One situation I have noticed occurring a few times now is when a participant gives quite a positive rating for how they are feeling, but their ‘affect noises’ give a different story. The participant says they are feeling fine, no problem, yet they are breathing heavily and making sighing noises or sudden expulsions of air suggesting effort or frustration. Without wanting to say that either is the ‘true’ picture of how the person is feeling, it might mean that the person does not wish to share their negative feelings with the researcher due to embarrassment or a wish for privacy. Or, it might mean that the person is suffering and struggling with the exercise but that they still ‘feel good’ because they are determined to finish and this determination feels good. They may be proud of what they have achieved so far and this feeling of pride outweighs physically unpleasant symptoms, leading to an overall positive evaluation. Ekkekakis’s ‘dual mode’ theory of exercise-related affect (discussed in an earlier blog) suggests this could certainly be the case.

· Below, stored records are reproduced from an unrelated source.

Issue #815, opened 2018-04-23
[v-0.0.7] arrow.syntax.tuples.plus operator fun no more available in version 0.0.7


jtonic:
Hi,

After the migration from 0.6.1 to 0.7.0 I noticed that the arrow.syntax.tuples.plus is no longer available.
More or less its signature looked like:

`operator fun Tuple2<A,B>.plus(c: C): Tuple3<A,B,C> {...}`

And I think it was available for all Tuples (even if I used it only for Tuple2, and Tuple3).

It would be better to have it back in arrow, I found it very useful.

Kind regards

PR #818, opened 2018-04-24
Add "plus" method for Tuples

jereksel:
implements #815


modules/core/arrow-syntax/src/main/kotlin/arrow/syntax/collections/tuple.generator.kts
```diff
@@ -0,0 +1,48 @@
...
+  val constructor = (letters.dropLast(1).map { "this.$it" } + newLetter).joinToString()
+
+  fileContent.append(
+          "operator fun $diamond1 Tuple$i$diamond2.plus($newLetter: ${newLetter.toUpperCase()}): Tuple${i+1}$diamond1 = Tuple${i + 1}($constructor)"
+  )
+  fileContent.append("\n")
+
+}
+
+File("tuple.kt").writeText(fileContent.toString())
```
pakoito: This is too useful to make it throwaway code, we can modify it for other functions. It cannot be shipped with the library tho, can you please move it to...

...to where?

Can you create a folder in the root of the project called scripts and drop it there? Will it even work? How did you invoke it?

raulraja: Those scripts can live in the annotation processor which is not a runtime dependency

raulraja:
I think the generator can be moved to the annotation processor and what is generated either to Tuple in core or in a different syntax place that is not `collections` unless there is other tuple stuff there already.

jereksel:
I don't think it should be in annotation processor - it doesn't process any annotation. I'll create a directory in root and write readme file how to use them - in future we could create gradle task for that.

PR #819, opened 2018-04-25
Safe implementations for `Try` functions: `onSuccess` and `onFailure`

hpoul:
based on #572 by @MarioAriasC - but with a single commit, and mergeable without conflict.

@raulraja still open to merge non-deprecated versions of `onSuccess` / `onFailure`?

### DIFF
--- a/modules/core/arrow-core/src/main/kotlin/arrow/core/Try.kt
+++ b/modules/core/arrow-core/src/main/kotlin/arrow/core/Try.kt
@@ -108,20 +108,14 @@ sealed class Try<out A> : TryOf<A> {
   @Deprecated(DeprecatedUnsafeAccess, ReplaceWith("getOrElse { ifEmpty }"))
   abstract fun get(): A
 
-  @Deprecated(DeprecatedUnsafeAccess, ReplaceWith("map { body(it); it }"))
-  fun onSuccess(body: (A) -> Unit): Try<A> {
-    foreach(body)
-    return this
-  }
+  fun onSuccess(body: (A) -> Unit): Try<A> =
+          flatMap { Try { body(it); it } }
 
-  @Deprecated(DeprecatedUnsafeAccess, ReplaceWith("fold ({ Try { body(it); it }}, { Try.just(it) })"))
-  fun onFailure(body: (Throwable) -> Unit): Try<A> = when (this) {
-    is Success -> this
-    is Failure -> {
-      body(exception)
-      this
-    }
-  }
+  fun onFailure(body: (Throwable) -> Unit): Try<A> =
+          fold({
+            body(it)
+            Try.raise(it)
+          }, { Try.just(it) })
 
   fun toOption(): Option<A> = fold({ None }, { Some(it) })
 


raulraja:
@hpoul I think this functions are fine if we have a proper strategy to explicitly namespace unsafe functions like this one despite the branch name :)
`onSuccess` and `onError` are unsafe because they both perform effects which are then ignored which is fine if someone wants to do that but being Arrow a library of functional programming we want such utility functions to not be invoked unless the user is aware of what is about to do.

I think a good compromise is to have an `unsafe` package on each module where such utility functions can live. Users will be forced to import these a la carte.
```
import arrow.core.unsafe.*
Try { ...}.onSuccess { println("succeded") } //this is fine
```
```
import arrow.core.*
Try { ...}.onSuccess { println("succeded") } //not ok unless unsafe is imported.
```
Thoughts?

hpoul:
@raulraja I'm not sure i'm completely sold on the `unsafe` idea—what I'm not grasping is how this is less safe than letting users directly call `Try { ... }.fold( ..., ...)`? I guess it just needs a definition what the methods do in case of (another) exception?

raulraja:
Fold is defined such as a return value is expected. If the user chooses Unit is their responsibility but with such a return type all you can do is perform side effects.
```
fun <B> fold(onError: (Throwable) -> B, onSuccess: (A) -> B): B
```
```
fun onSuccess(f: (A) -> Unit): Try<A>
```
When Arrow provides a combinator such as `onSuccess` and `onFailure` where the only useful thing you can returns is `Unit` we are encouraging a programming model that is against good practices in Functional Programming. That is because functions that return Unit all they can do is perform explicit effects without a controlled context. Arrow provides 3 other data types with contexts suitable for effect control and those are `IO`, `DeferredK` and `ObservableK`.

The moment you make a function in your system use `onSuccess` and `onError` you make your entire program downstream to the edge impure, for example:

```kotlin
fun load(user: UserId): Try<UserId>=
  db.load(user).onSuccess { sendNukes() }
```

There is nothing in the function signature above that indicates that upon loading a user nukes will be sent. You can tell the function is impure right away because you would have to mock some context to get to what `sendNukes` did in the outside world outside of the domain of the function. 

IMO It's fine if the author wants that but we can't encourage methods that create impurity downstream for all dependent callers of load because it's not a style we want to encourage and if we allow them in the library it has to be explicitly acknowledge by the user that those methods are unsafe. This is the same case as an unsafe system like java in terms of null handling and warts in other data types such as `Option.get` that blow up at run time. They are convenient methods for some styles of programming but we have the responsibility to provide an API in arrow-core that is as pure as possible.

I also feel this does not bring much to the table beyond what you can already do. Both the `Success` and `Failure` constructors are public types and encouraged to be used for people that require these kinds of things.
```
when (op) { is Success -> println("success") }
```
IMO If we accept these methods in Arrow they should be explicit opt in by users and not magically appear in the regular namespace which attempts to remain as pure as possible.

hpoul:
@raulraja thanks, I guess I just have to rethink how i'm doing stuff.. I actually only need `onFailure` to basically log stuff.. you're right that this is obviously impure.. do you have a hint how to do this, maybe with IO? `Try { ... }.onFailure { e -> logger.warning("Something went wrong, I just care enough to log about it", e) }`

(although thinking about it.. `Try` is some weird thing anyway, it's hard to think about any pure use case, because exceptions make only sense when the function itself is somehow communicating with the outside world.. so your example is already discouraged before reaching the `onSuccess` method since `db.load(user)` isn't a pure function anyway?)

raulraja:
You can use `IO` instead of `Try` since `IO` also supports async stuff whereas `Try` is only useful in sync contexts. Also `Try` is just an specialization of `Either<Throwable, A>`. `IO` provides instances of `MonadError` and therefore you already have available: `raiseError(e: Throwable)` handleError, etc... also all effects explicitly encapsulated by `IO` are suspended and defered until you are ready to execute them. You have them the guarantee that calling a function that returns `IO<A>` you will never execute its effects until you explicitly do so in a single place in your application. 

I propose that if you have interest in learning more about IO and Effect control you come up with a small contained example expressed in terms of Try and onSuccess and I or @pakoito  can suggest what it would look like built atop IO so we can go over the differences. 🍻 

Also in case you haven't run into these already some links related to this topic:
http://arrow-kt.io/docs/effects/io/
http://arrow-kt.io/docs/patterns/error_handling/

sbuettner:
@raulraja Is `IO` really the right choice when I just want a `Try` to catch possible exceptions of sync code? How would you model @hpoul´s example of `Try { ... }.onFailure { e -> log...}` without too much ceremony?

JorgeCastilloPrz:
In an effort to clean the PR list we've decided to close all the ones that are older than 2 months and consider them obsolete except for very specific circumstances that we will evaluate per PR. In this case, `Try` is being deprecated and will be removed in further releases, so this changes are obsolete at this point.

This is an early stage in my transcriptions, but I’ve found it very interesting and useful to reflect on issues surrounding transcription and choices which are made regarding transcription.  My next step is to make a more structured list or protocol of my transcription choices, both to document some of these and also to ensure consistency across transcriptions. I’m sure this will evolve as I do more transcribing and reflect further on how transcription will best match my research questions, but so far I’ve found it a great reflexive exercise already, which will hopefully make for better, more rigorous research.